We ontwikkelden een op fluorescentie gebaseerde endonuclease-gekoppelde DNA-methylatietest die gebruik maakt van een enkel commercieel beschikbaar koppelingsenzym en in realtime gegevens kan genereren (figuur 1). Een haarspeld oligonucleotide met drie methylcytosines wordt gebruikt als substraat. Het substraat-DNA bevat een fluorofoor aan het 5′-uiteinde en een quencher aan het 3′-uiteinde. Methylering van de gehemimethyleerde CpG-site genereert de splitsingsplaats voor de endonuclease Gla I – volledig gemethyleerde GCGC. Gla I splitsing van het product oligonucleotide geeft de fluorofoor vrij uit de quencher en genereert fluorescentie in real time. De test kan worden gebruikt om de activiteit van elke isovorm van DNMT te onderzoeken; er wordt echter een hogere activiteit waargenomen met DNMT1, omdat dit isozym bij voorkeur gehemimethyleerd DNA ^1,5 methyleert. Nog robuustere activiteit wordt waargenomen als het RFTS-domein (Autoinhibitory Replication Foci Targeting Sequence) wordt verwijderd uit DNMT1. Dit domein, gevonden in het N-terminale regulatoire gebied, bindt aan de katalytische plaats en voorkomt DNA-binding. Verwijdering van de eerste ~ 600 aminozuren resulteert in een afgeknotte enzym dat aanzienlijk actiever is dan het enzym over de volledige lengte (~ 640-voudige toename van k_cat / K_m)⁴⁰. Deze geactiveerde vorm van het enzym, aangeduid als RFTS-ontbrekende DNMT1 (aminozuren 621-1616), maakt de gemakkelijkere identificatie van remmers mogelijk vanwege de verhoogde katalytische kracht. Dit artikel presenteert een protocol om RFTS-ontbrekende DNMT1 te gebruiken in assays om te screenen op potentiële remmers van kleine moleculen. Met behulp van de endonuclease-gekoppelde continue assay wordt de beginsnelheid bepaald in de aan- en afwezigheid van enkele kleine moleculen. Elke potentiële remmer wordt onderzocht bij twee concentraties om te zoeken naar concentratieafhankelijke DNMT1-remming. Het percentage activiteit waargenomen in de aanwezigheid van de kleine moleculen werd in elk geval berekend.
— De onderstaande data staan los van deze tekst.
PR #254, opened 2019-10-23
State Transfer bugs fixes cont’d:

toly-kournik:
1. Restarting replica during state transfer in process
   - Before first state transfer checkpoint reached - don't load reserved pages
   - loadReplicaData() - fix index in seqNumWinArray

2. ClientsManager::allocateNewReplyMsgAndWriteToStorage()
   - allow equality in assert in favour of crash recovery

3. ReplicaImpl
  -  not to use setFetchingState() as no one eventually reads this value as it’s set in state transfer functionality.

4. Re-enable skvbc_persistence_tests

### DIFF
--- a/bftengine/src/bftengine/ReplicaImp.cpp
+++ b/bftengine/src/bftengine/ReplicaImp.cpp
@@ -1384,12 +1384,6 @@ void ReplicaImp::onMessage(CheckpointMsg *msg) {
   if (askForStateTransfer) {
     LOG_INFO_F(GL, "call to startCollectingState()");
 
-    if (ps_) {
-      ps_->beginWriteTran();
-      ps_->setFetchingState(true);
-      ps_->endWriteTran();
-    }
-
     stateTransfer->startCollectingState();
   } else if (msgSeqNum > lastStableSeqNum + kWorkWindowSize) {
     onReportAboutAdvancedReplica(msgSenderId, msgSeqNum);
@@ -2202,9 +2196,8 @@ void ReplicaImp::onTransferringCompleteImp(SeqNum newStateCheckpoint) {
 
   if (ps_) {
     ps_->beginWriteTran();
-    ps_->setFetchingState(false);
   }
-
+    
   if (newStateCheckpoint <= lastExecutedSeqNum) {
     LOG_DEBUG_F(GL,
                "Executing onTransferringCompleteImp(newStateCheckpoint) where newStateCheckpoint <= lastExecutedSeqNum");
@@ -2278,12 +2271,6 @@ void ReplicaImp::onTransferringCompleteImp(SeqNum newStateCheckpoint) {
 
   if (askAnotherStateTransfer) {
     LOG_INFO_F(GL, "call to startCollectingState()");
-
-    if (ps_) {
-      ps_->beginWriteTran();
-      ps_->setFetchingState(true);
-      ps_->endWriteTran();
-    }
 
     stateTransfer->startCollectingState();
   }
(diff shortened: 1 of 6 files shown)


bftengine/src/bftengine/ReplicaImp.cpp
```diff
@@ -1384,12 +1384,6 @@ void ReplicaImp::onMessage(CheckpointMsg *msg) {
   if (askForStateTransfer) {
     LOG_INFO_F(GL, "call to startCollectingState()");
 
-    if (ps_) {
```
andrewjstone: If we are no longer using `setFetchingState` we should remove it and `getFetchingState` completely in a future commit.

```
andrewstone@ubuntu:~/concord-bft$ grep getFetchingState bftengine/src/bftengine/*
bftengine/src/bftengine/DebugPersistentStorage.cpp:bool DebugPersistentStorage::getFetchingState() {
bftengine/src/bftengine/DebugPersistentStorage.hpp:  bool getFetchingState() override;
bftengine/src/bftengine/PersistentStorage.hpp:  virtual bool getFetchingState() = 0;
bftengine/src/bftengine/PersistentStorageImp.cpp:bool PersistentStorageImp::getFetchingState() {
bftengine/src/bftengine/PersistentStorageImp.hpp:  bool getFetchingState() override;
andrewstone@ubuntu:~/concord-bft$ grep setFetchingState bftengine/src/bftengine/*
bftengine/src/bftengine/DebugPersistentStorage.cpp:void DebugPersistentStorage::setFetchingState(bool state) {
bftengine/src/bftengine/DebugPersistentStorage.hpp:  void setFetchingState(bool state) override;
bftengine/src/bftengine/PersistentStorage.hpp:  virtual void setFetchingState(bool state) = 0;
bftengine/src/bftengine/PersistentStorageImp.cpp:  setFetchingStateInternal(fetchingState_);
bftengine/src/bftengine/PersistentStorageImp.cpp:void PersistentStorageImp::setFetchingStateInternal(uint8_t state) {
bftengine/src/bftengine/PersistentStorageImp.cpp:void PersistentStorageImp::setFetchingState(bool state) {
bftengine/src/bftengine/PersistentStorageImp.cpp:  setFetchingStateInternal(state);
bftengine/src/bftengine/PersistentStorageImp.hpp:  void setFetchingState(bool state) override;
bftengine/src/bftengine/PersistentStorageImp.hpp:  void setFetchingStateInternal(uint8_t state);
bftengine/src/bftengine/ReplicaImp.cpp:      ps_->setFetchingState(true);
bftengine/src/bftengine/ReplicaImp.cpp:    ps_->setFetchingState(false);
bftengine/src/bftengine/ReplicaImp.cpp:      ps_->setFetchingState(true);
```

bftengine/src/bftengine/ReplicaLoader.cpp
```diff
@@ -337,7 +337,7 @@ ReplicaLoader::ErrorCode loadReplicaData(shared_ptr<PersistentStorage> p, Loaded
       Verify(d.executedSeqNum > ld.lastStableSeqNum, InconsistentErr);
       Verify(d.executedSeqNum <= ld.lastStableSeqNum + kWorkWindowSize, InconsistentErr);
 
-      uint64_t idx = d.executedSeqNum - ld.lastStableSeqNum;
+      uint64_t idx = d.executedSeqNum - ld.lastStableSeqNum - 1;
```
andrewjstone: Why was this change made?

if `d.executedSeqNum == 0 && ld.lastStableSeqNum == 0` then `idx` will underflow become UINT64_MAX and the Assert below will fire.

andrewjstone: Nevermind the last part of this. I see from the surrounding code (not shown in the PR) that this is safe as `d.executedSeqNum` must be greater than `ld.lastStableSeqNum.`

I'm still curious as to why this change is needed though. I just want to understand. I don't doubt it is correct.

bftengine/src/bftengine/ReplicaImp.cpp
toly-kournik: I agree

bftengine/src/bftengine/ReplicaLoader.cpp
toly-kournik: It just what we saw during the debugging. @guyg8  confirmed.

Figuur 1: DNA-methylatietest. Een gehemimethyleerd haarspeld-DNA met een fluorofoor aan het 5′-uiteinde en een quencher aan het 3′-uiteinde wordt als substraat gebruikt. DNMT1 katalyseert de overdracht van de methylgroep van S-adenosylmethionine naar de niet-gemethyleerde CpG-site, waarbij S-adenosylhomocysteïne en volledig gemethyleerd DNA wordt gegenereerd. Het DNA-product bevat de splitsingsplaats voor het endonuclease Gla I, dat volledig gemethyleerde GCGC-sites splijt. Splitsing van het product DNA geeft de 5′ fluorofoor vrij uit de 3′ quencher, waardoor fluorescentie ontstaat. Afkortingen: Fl = fluorofoor; Q =quencher; DNMT1 = DNA methyltransferase 1; SAM = S-adenosylmethionine; SAH = S-adenosylhomocysteïne. Klik hier om een grotere versie van deze figuur te bekijken.